Segment Start: MATERIAL SUPPLIED
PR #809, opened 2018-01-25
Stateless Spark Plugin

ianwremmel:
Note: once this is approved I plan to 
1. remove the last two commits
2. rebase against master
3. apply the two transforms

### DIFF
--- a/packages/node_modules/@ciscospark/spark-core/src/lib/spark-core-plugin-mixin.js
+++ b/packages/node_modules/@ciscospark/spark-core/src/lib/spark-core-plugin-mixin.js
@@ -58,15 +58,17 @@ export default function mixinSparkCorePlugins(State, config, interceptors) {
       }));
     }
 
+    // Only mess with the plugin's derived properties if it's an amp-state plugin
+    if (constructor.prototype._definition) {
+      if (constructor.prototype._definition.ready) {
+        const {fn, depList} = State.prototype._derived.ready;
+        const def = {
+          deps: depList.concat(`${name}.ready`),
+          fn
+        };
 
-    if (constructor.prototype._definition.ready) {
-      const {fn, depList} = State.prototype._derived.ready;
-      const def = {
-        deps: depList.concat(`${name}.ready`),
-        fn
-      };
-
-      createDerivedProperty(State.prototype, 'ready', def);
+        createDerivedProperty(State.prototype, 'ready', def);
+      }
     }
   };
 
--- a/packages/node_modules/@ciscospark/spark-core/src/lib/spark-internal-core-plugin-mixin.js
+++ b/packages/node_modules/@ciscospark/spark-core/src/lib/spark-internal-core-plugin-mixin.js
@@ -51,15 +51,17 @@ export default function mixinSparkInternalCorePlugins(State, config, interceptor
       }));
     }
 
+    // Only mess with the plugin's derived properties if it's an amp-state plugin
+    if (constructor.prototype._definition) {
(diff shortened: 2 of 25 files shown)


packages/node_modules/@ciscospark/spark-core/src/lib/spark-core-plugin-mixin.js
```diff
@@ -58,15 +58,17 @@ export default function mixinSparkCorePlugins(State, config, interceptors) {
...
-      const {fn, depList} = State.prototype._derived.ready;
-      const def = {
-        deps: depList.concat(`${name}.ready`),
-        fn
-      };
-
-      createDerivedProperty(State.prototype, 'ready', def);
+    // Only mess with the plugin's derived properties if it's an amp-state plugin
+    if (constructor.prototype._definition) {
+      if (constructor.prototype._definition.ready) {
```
Segment End: MATERIAL SUPPLIED
Segment Start: MATERIAL SUPPLIED
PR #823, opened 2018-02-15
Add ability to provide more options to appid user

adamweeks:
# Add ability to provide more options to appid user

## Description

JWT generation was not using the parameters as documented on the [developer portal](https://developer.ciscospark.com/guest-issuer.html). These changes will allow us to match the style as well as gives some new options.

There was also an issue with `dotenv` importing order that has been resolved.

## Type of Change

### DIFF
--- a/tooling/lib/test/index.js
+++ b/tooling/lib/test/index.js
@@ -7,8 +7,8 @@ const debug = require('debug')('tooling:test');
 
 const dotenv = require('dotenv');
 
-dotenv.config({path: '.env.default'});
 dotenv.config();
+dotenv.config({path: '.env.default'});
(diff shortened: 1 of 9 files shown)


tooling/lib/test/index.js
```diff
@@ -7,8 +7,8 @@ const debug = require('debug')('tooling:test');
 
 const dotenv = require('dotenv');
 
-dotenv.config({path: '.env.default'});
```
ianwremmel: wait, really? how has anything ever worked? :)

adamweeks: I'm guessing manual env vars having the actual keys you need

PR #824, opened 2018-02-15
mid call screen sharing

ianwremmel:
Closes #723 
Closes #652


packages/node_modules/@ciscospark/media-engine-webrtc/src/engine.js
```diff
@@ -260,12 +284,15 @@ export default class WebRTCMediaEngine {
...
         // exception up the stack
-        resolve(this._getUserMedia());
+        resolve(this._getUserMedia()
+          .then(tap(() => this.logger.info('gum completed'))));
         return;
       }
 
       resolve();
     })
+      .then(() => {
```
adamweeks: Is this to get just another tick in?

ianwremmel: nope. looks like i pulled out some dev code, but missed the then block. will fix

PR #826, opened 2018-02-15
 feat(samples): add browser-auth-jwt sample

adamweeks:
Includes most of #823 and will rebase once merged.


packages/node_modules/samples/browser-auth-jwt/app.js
Segment End: MATERIAL SUPPLIED
Segment Start: MATERIAL SUPPLIED
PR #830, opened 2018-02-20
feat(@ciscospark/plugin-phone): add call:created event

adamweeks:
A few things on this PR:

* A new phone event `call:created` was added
Segment End: MATERIAL SUPPLIED
### [WORK INSTRUCTIONS]
Find the word "auth" in the data and show each line that holds it.

### [SOLVED EXERCISE]
 feat(samples): add browser-auth-jwt sample
packages/node_modules/samples/browser-auth-jwt/app.js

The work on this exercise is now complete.